Given data:
PR #1256, opened 2016-06-12
misc cleanup round 3

rotanid:
this PR removes obsolete code lines and unused functions.
please check, perhaps i didn't see a usage of one of these!

### DIFF
--- a/app/Model/Warninglist.php
+++ b/app/Model/Warninglist.php
@@ -33,10 +33,6 @@ class Warninglist extends AppModel{
 		return true;
 	}
 
-	public function checkValidTypeJSON($check) {
-		return true;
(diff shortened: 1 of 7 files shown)


iglocska:
Makes sense, thanks!

app/Model/Warninglist.php
```diff
@@ -33,10 +33,6 @@ public function beforeValidate($options = array()) {
 		return true;
 	}
 
-	public function checkValidTypeJSON($check) {
```
Rafiot, line 36: Haha :p

iglocska, line 36: "I am sure I'll implement this one day!"

PR #1264, opened 2016-06-14
compress IPv6 addresses on import

### LINKED ISSUE #641: IPv6 addresses compression
It seems that MISP doesn't do IPv6 address compression:

~~~~
2a01:0000::1 
2a01::1 
~~~~

The above IP addresses are synonyms but they appear at two different attributes. The best would be to compress the address before adding them in MISP.

rotanid:
this compresses IPv6 addresses to their short form notation, fixes #641 

perhaps in a next step there should be some on-upgrade-job that compresses every address already in the database or some other way to solve the issue for existing data?

### DIFF
--- a/app/Model/Attribute.php
+++ b/app/Model/Attribute.php
@@ -920,6 +920,12 @@ class Attribute extends AppModel {
 			case 'email-src':
 			case 'email-dst':
 			case 'domain|ip':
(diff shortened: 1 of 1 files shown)


iglocska:
Thanks, looks good!

Issue #1195, opened 2016-06-01
Installation, backup, and restore instructions for MISP on Ubuntu 16.04 with MariaDB


infde6:
Thought I would post this, in case it helps.I know it's not an issue, but didn't know where else to put it.

Would be willing to work with someone to get this polished and into the MISP documentation.

[MISP-Ubuntu-16.04_install.txt](https://github.com/MISP/MISP/files/293301/MISP-Ubuntu-16.04_install.txt)

INSTALLATION INSTRUCTIONS
------------------------- for ubuntu 16.04-server
### but, as always:

!USE AT YOUR OWN RISK!
## 1/ Ubuntu install with LAMP and dependencies

---

Install a minimal ubuntu server system with the LAMP software:

(Adapted from https://www.howtoforge.com/tutorial/perfect-server-ubuntu-16.04-with-apache-php-myqsl-pureftpd-bind-postfix-doveot-and-ispconfig/)
### Make sure your system is up2date:

apt upgrade
### Install depenencies

apt-get install **vim curl gnupg-agent git redis-server zip gcc make sudo binutils openssl imagemagick memcached mcrypt python python-dev python-pip libxml2-dev libxslt1-dev zlib1g-dev**
### Install Postfix

apt-get install **postfix**
You will get some questions, you will probably want to set:
- Postfix Configuration: Satellite system
- postconf -e 'relayhost = your.relay.here'

/etc/init.d/postfix restart
### Install MariaDB (MySQL alternative)

apt-get install **mariadb-client mariadb-server**
### Secure the MySQL installation

mysql_secure_installation
### Install Apache2

apt-get install **apache2 apache2-doc apache2-utils apache2-suexec-pristine libapache2-mod-fcgid libapache2-mod-fastcgi libapache2-modsecurity libapache2-mod-qos**
### Enable modules, settings, and default of SSL in Apache

a2enmod ssl
a2enmod suexec rewrite ssl actions include cgi
a2enmod dav_fs dav auth_digest headers
a2enmod actions fastcgi alias
a2dissite 000-default
a2ensite default-ssl
### Install PhP and dependencies

[...]

PR #1276, opened 2016-06-18
installation instructions for MISP on Ubuntu 16.04

rotanid:
this adds detailed installation instructions for MISP on Ubuntu 16.04 "Xenial"

the instructions are based on those for Ubuntu 14.04 and parts of it on #1195 by @infde6

improvements to both base-instruction-documents:
- use SSL by default
- don't install not-in-use php-packages
- don't depend on root shell, use sudo most of the time

instructions have been tested, although i obviously didn't test every other feature of MISP

### DIFF
--- a/INSTALL/INSTALL.ubuntu1604.txt
+++ b/INSTALL/INSTALL.ubuntu1604.txt
@@ -1,0 +1,269 @@
+INSTALLATION INSTRUCTIONS
+------------------------- for ubuntu 16.04-server
+
+1/ Minimal Ubuntu install
+-------------------------
+
+# Install a minimal Ubuntu 16.04-server system with the software:
+- OpenSSH server
+
+# install postfix, there will be some questions.
+sudo apt-get install postfix
+# Postfix Configuration: Satellite system
+# change the relay server later with:
+sudo postconf -e 'relayhost = example.com'
+sudo postfix reload
+
+# Make sure your system is up2date:
+sudo apt-get update
+sudo apt-get upgrade
+
+
+2/ Install LAMP & dependencies
+------------------------------
+Once the system is installed you can perform the following steps:
+
+# Install the dependencies: (some might already be installed)
+sudo apt-get install curl gcc git gnupg-agent make python openssl redis-server sudo vim zip
+
+# Install MariaDB (a MySQL fork/alternative)
+sudo apt-get install mariadb-client mariadb-server
+
+# Secure the MariaDB installation (especially by setting a strong root password)
+sudo mysql_secure_installation
+
+# Install Apache2
+sudo apt-get install apache2 apache2-doc apache2-utils
+
+# Enable modules, settings, and default of SSL in Apache
+sudo a2dismod status
+sudo a2enmod ssl rewrite
+sudo a2dissite 000-default
+sudo a2ensite default-ssl
+
+# Install PHP and dependencies
+sudo apt-get install libapache2-mod-php php php-cli php-crypt-gpg php-dev php-json php-mysql php-opcache php-readline php-redis
+
+# Apply all changes
+sudo systemctl restart apache2
+
+
+3/ MISP code
+------------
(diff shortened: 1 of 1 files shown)


cristianbell:
great work! 
Q: are we switching the installation guide to use mariadb now instead of mysql? 
I know that it is just a fork of mysql and the story behind, but lots of organizations who use MISP have lists with approved software and I'm afraid madiadb will not be on them. 
Providing at least: 
Option A: sudo apt-get install mariadb-client mariadb-server... and 
Option B: sudo apt-get install mysql-server..  
would be good I think. 

Also, is there something similar to mysql_secure_installation for mariadb? As this should be part of all our installation guides.

iglocska:
Cristian, the two are 100%compatible. If your organisation prevents you
from using mariadb, don't use it, it's fine. I'd pick Maria db over MySQL
though so i prefer this.

iglocska:
For example, for those using centos, there is a good chance they are using
using mariadb too.

adulau:
Thank you very much for the contribution. Regarding database back-ends, have you made some tests with PostgreSQL?  Maybe you want to have a chat with Michael K. who told us that they have an interest into it.

iglocska:
That would indeed be fantastic. Cakephp should support it out of the box,
but just in case a test to verify it would be helpful. If it works we could
change the default recommendation.

cristianbell:
Sure, that would be smth cool, though it’d pb not benefit my instances. :( 

But before we jump to Postgresql I think we should try to be little more consistent: all installation guides talk about mysql, except the one for Ubuntu 16.04. 

They are just installation guides and the app works just as good with mysql as with mariadb. Hence I’d recommend having one of them as the standard install commands, while the other at least mentioned as a comment: #if you want to install …. just run … instead. 

> From: Andras Iklody [mailto:notifications@github.com] 
> Sent: Sunday, 19 June, 2016 12:08 PM
> To: MISP/MISP MISP@noreply.github.com
> Cc: Cristian Bell cristian.bell@freenet.de; Comment comment@noreply.github.com
> Subject: Re: [MISP/MISP] installation instructions for MISP on Ubuntu 16.04 (#1276)
> 
> That would indeed be fantastic. Cakephp should support it out of the box, but just in case a test to verify it would be helpful. If it works we could change the default recommendation.

iglocska:
Check the centos ones again. They have been mariadb for ages, since that is
now the default db coming with the distro, whilst it is MySQL for Ubuntu
14.04. Since the two are compatible, I don't see an issue.

cristianbell:
:) 

I also have no issue w/ either of them, but: 
- we are not consistent
- we should really offer both options in the installation guide, and let the installer go for one or the other. 

As for mariadb in CentOS, I can’t find any mention of it here: https://github.com/MISP/MISP/blob/2.4/INSTALL/INSTALL.centos6.txt

rotanid:
@iglocska i'll check to update ubu14.04 and do a separate debian8 setup guide using mariadb and the other stuff from this one.

@cristianbell "mysql_secure_installation" is for both, mariadb and mysql, because they are compatible. also, mariadb still uses "mysql", "mysqldump", "mysqld" and so on, because it's a drop-in.
if you want the setup guides to contain both alternatives, it's just adding one line.
But i don't feel comfortable recommending MySQL for Open Source projects, especially since there is the more open and community based MariaDB for a while now.
At my previous job we switched dozens of servers from MySQL to MariaDB when upgrading from Debian 7 to 8 and we had not a single problem.

iglocska:
Spot on @rotanid. Also, we are actually very consistent with the default database installations that come with each distro. So mysql on Ubuntu + centos6 and mariadb on centos7.

I would also pick mariadb over mysql whenever anyone asks for a recommendation, and since most people installing misp will most likely know about mariadb being a drop in replacement, i wouldn't worry about changing the docs for a false sense of consistency.

R6OX (commented):
its not supported and will not intall to the 16.04

PR #1282, opened 2016-06-20
remove some obsolete FIXME notes

rotanid:
this PR removes some comments containing FIXME notes about checking filenames and paths.

i have checked the variables that are being combined and asked @iglocska about some of them, if they can be trusted (as in: they aren't user input), and there don't seem to be issues, so the comments are obsolete.


iglocska:
Thanks again for looking into it and all the cleanup!

PR #1283, opened 2016-06-21
Push events to server with push rules on non-exportable tags

RichieB2B:
#### What does it do?

It fixes a bug where a push to a server with a push rule based on a non-exportable tag would never happen. Using includeAllTags is safe because __updateEventForSync() called by restfulEventToServer() filters out the non-exportable tags just before the REST HTTP call.
#### Questions
#### Release Type:
- [ ] Major
- [ ] Minor
- [X] Patch


iglocska:
Nice catch, thanks!

PR #1284, opened 2016-06-21
install script for ubuntu14, based on da667 (deusexmachina667@gmail.c…

cristianbell:
Install script for ubuntu14, based on da667 (deusexmachina667@gmail.com) work. He has all the credit, I just changed the script a little and tested it on a Ubuntu 14.04 VM. 
#### What does it do?

If it adds a new feature, install script. 
#### Questions
#### Release Type:
- [ ] Major
- [x] Minor
- [ ] Patch


INSTALL/auto-MISP-ubuntu14.sh
```diff
@@ -0,0 +1,442 @@
...
+	echo "	SSLCipherSuite EECDH+AESGCM:EDH+AESGCM:AES256+EECDH:AES256+EDH:EECDH+ECDSA+AESGCM:EECDH+aRSA+AESGCM:EECDH+ECDSA+SHA384:EECDH+ECDSA+SHA256:EECDH+aRSA+SHA384:EECDH+aRSA+SHA256:EECDH:EDH+aRSA" >> /etc/apache2/sites-available/misp-ssl.conf
+	echo "	SSLProtocol All -SSLv2 -SSLv3" >> /etc/apache2/sites-available/misp-ssl.conf
+	echo "	SSLHonorCipherOrder On" >> /etc/apache2/sites-available/misp-ssl.conf
+	echo "	Header always set Strict-Transport-Security \"max-age=63072000; includeSubdomains; preload\"" >> /etc/apache2/sites-available/misp-ssl.conf
+	echo "	Header always set X-Frame-Options DENY" >> /etc/apache2/sites-available/misp-ssl.conf
+	echo "	Header always set X-Content-Type-Options nosniff" >> /etc/apache2/sites-available/misp-ssl.conf
+	echo "	SSLCompression off" >> /etc/apache2/sites-available/misp-ssl.conf
+#	echo "	SSLSessionTickets Off" >> /etc/apache2/sites-available/misp-ssl.conf
+	echo "	SSLUseStapling on" >> /etc/apache2/sites-available/misp-ssl.conf		
+	echo "	SSLOpenSSLConfCmd Curves secp384r1" >> /etc/apache2/sites-available/misp-ssl.conf
```
cristianbell: wait for this, now I restarted the VM and the apache doesn't start anymore.. :(

Rafiot:
When you get it to work, please update the travis file to use this script, it will be cleaner than my dirty set of 20+ commands :)

cristianbell:
So this is the _final version. (_Probably might change it after users feedback): 
- mysql passwords are asked from the command prompt;
- the user is asked if the http to https should be set up;
- the user is asked if https should be set up;
- CA variables (ctry, region, city, org) are also asked from the user input - only if the user said he wants the https to be set up. 
  more ideas for the future: 
- short components and app test script;
- an upgrade script (os+app+restarting apache&workers).

cristianbell:
Cool idea! 

(I won’t get to it very soon though, I’m a little backlogged w/ support atm..:| )

iglocska:
OK, after some testing here are the issues that I've found:
1. The script refers to autosnort in the on-screen instructions
2. It assumes that the MySQL installation has no root password set. If you have it set the installation will fail.
3. After restarting the server post-setup, I get the following message:
   python3: Can't open file'/opt/misp_mod/misp-modules/bin/misp-modules.py: No such file or directory
   Seems like the misp modules are not correctly installed
4. CakeResque seems to revert to Redisent, this is a sign that PHP-redis is not correctly installed (this will result in a bunch of error messages in the logs and the schedule worker not working)
5. After system restart I see 5 live workers and 5 dead ones started by a different user.

Let me know if you have any questions while trying to resolve these / if you cannot reproduce any of the issues!

Otherwise looks good!

rotanid:
if #1353 gets merged, this script should also only use the latest tagged release and not the latest commit

Rafiot:
16.04 is preferred for new install.

PR #1286, opened 2016-06-21
remove obsolete upload function from ShadowAttribute

rotanid:
this removes the uploadAttachment function from Model/ShadowAttribute.php

while digging through the code i thought that it might be unused, @iglocska wasn't sure but told me how to test for it.
i did a fresh setup, created an event as admin and created a new user with role "user" and in a different organisation.
then i logged in as the user and uploaded an attachment to said event which then showed up as a proposal for the site admin and can be downloaded again - although i already removed the code.

so it seems even for proposal uploads the uploadAttachment function from Model/Attribute.php is used, which looks almost the same.

it might be good though, if someone else tests this, too.

### DIFF
--- a/app/Model/ShadowAttribute.php
+++ b/app/Model/ShadowAttribute.php
@@ -398,66 +398,6 @@ class ShadowAttribute extends AppModel {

Problem to work on: If a line in the entries above contains "AppModel", report it.

Exercise result:
@@ -33,10 +33,6 @@ class Warninglist extends AppModel{
@@ -920,6 +920,12 @@ class Attribute extends AppModel {
@@ -398,66 +398,6 @@ class ShadowAttribute extends AppModel {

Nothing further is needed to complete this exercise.